### DATA TO EXAMINE

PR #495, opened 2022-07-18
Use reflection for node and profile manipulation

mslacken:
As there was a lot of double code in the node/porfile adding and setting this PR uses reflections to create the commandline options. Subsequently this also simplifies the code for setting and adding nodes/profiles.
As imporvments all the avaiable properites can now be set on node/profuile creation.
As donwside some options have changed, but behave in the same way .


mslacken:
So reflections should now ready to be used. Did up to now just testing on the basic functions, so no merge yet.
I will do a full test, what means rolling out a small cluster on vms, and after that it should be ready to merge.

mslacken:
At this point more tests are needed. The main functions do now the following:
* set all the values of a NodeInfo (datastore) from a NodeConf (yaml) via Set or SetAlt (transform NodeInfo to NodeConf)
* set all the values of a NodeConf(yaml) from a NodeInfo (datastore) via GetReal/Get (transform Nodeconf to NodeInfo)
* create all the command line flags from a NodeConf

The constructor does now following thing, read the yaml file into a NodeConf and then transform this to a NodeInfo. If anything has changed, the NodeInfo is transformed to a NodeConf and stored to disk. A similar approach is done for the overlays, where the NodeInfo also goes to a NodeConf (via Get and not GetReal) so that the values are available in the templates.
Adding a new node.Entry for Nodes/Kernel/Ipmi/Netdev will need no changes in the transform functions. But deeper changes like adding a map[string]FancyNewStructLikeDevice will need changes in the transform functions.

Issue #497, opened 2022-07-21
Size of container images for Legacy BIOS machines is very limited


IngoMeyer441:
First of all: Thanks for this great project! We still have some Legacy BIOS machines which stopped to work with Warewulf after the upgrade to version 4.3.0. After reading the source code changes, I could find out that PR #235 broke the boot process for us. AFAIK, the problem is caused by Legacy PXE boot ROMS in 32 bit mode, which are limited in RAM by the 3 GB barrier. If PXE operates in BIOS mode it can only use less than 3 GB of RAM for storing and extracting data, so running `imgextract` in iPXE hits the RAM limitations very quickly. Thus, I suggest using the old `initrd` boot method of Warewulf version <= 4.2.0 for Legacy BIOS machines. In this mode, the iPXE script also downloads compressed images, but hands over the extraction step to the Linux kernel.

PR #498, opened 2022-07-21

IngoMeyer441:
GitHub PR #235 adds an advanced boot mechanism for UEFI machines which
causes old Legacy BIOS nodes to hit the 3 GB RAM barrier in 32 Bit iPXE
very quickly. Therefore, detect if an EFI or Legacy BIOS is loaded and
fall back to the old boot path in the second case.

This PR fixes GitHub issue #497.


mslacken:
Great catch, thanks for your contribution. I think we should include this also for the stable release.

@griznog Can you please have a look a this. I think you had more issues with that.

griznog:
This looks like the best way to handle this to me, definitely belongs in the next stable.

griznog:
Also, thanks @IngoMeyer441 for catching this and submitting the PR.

### WHAT IS BEING ASKED
Restate all of the entries exactly, please.

### RESULT FOR THIS TASK
PR #495, opened 2022-07-18
Use reflection for node and profile manipulation

mslacken:
As there was a lot of double code in the node/porfile adding and setting this PR uses reflections to create the commandline options. Subsequently this also simplifies the code for setting and adding nodes/profiles.
As imporvments all the avaiable properites can now be set on node/profuile creation.
As donwside some options have changed, but behave in the same way .


mslacken:
So reflections should now ready to be used. Did up to now just testing on the basic functions, so no merge yet.
I will do a full test, what means rolling out a small cluster on vms, and after that it should be ready to merge.

mslacken:
At this point more tests are needed. The main functions do now the following:
* set all the values of a NodeInfo (datastore) from a NodeConf (yaml) via Set or SetAlt (transform NodeInfo to NodeConf)
* set all the values of a NodeConf(yaml) from a NodeInfo (datastore) via GetReal/Get (transform Nodeconf to NodeInfo)
* create all the command line flags from a NodeConf

The constructor does now following thing, read the yaml file into a NodeConf and then transform this to a NodeInfo. If anything has changed, the NodeInfo is transformed to a NodeConf and stored to disk. A similar approach is done for the overlays, where the NodeInfo also goes to a NodeConf (via Get and not GetReal) so that the values are available in the templates.
Adding a new node.Entry for Nodes/Kernel/Ipmi/Netdev will need no changes in the transform functions. But deeper changes like adding a map[string]FancyNewStructLikeDevice will need changes in the transform functions.

Issue #497, opened 2022-07-21
Size of container images for Legacy BIOS machines is very limited


IngoMeyer441:
First of all: Thanks for this great project! We still have some Legacy BIOS machines which stopped to work with Warewulf after the upgrade to version 4.3.0. After reading the source code changes, I could find out that PR #235 broke the boot process for us. AFAIK, the problem is caused by Legacy PXE boot ROMS in 32 bit mode, which are limited in RAM by the 3 GB barrier. If PXE operates in BIOS mode it can only use less than 3 GB of RAM for storing and extracting data, so running `imgextract` in iPXE hits the RAM limitations very quickly. Thus, I suggest using the old `initrd` boot method of Warewulf version <= 4.2.0 for Legacy BIOS machines. In this mode, the iPXE script also downloads compressed images, but hands over the extraction step to the Linux kernel.

PR #498, opened 2022-07-21

IngoMeyer441:
GitHub PR #235 adds an advanced boot mechanism for UEFI machines which
causes old Legacy BIOS nodes to hit the 3 GB RAM barrier in 32 Bit iPXE
very quickly. Therefore, detect if an EFI or Legacy BIOS is loaded and
fall back to the old boot path in the second case.

This PR fixes GitHub issue #497.


mslacken:
Great catch, thanks for your contribution. I think we should include this also for the stable release.

@griznog Can you please have a look a this. I think you had more issues with that.

griznog:
This looks like the best way to handle this to me, definitely belongs in the next stable.

griznog:
Also, thanks @IngoMeyer441 for catching this and submitting the PR.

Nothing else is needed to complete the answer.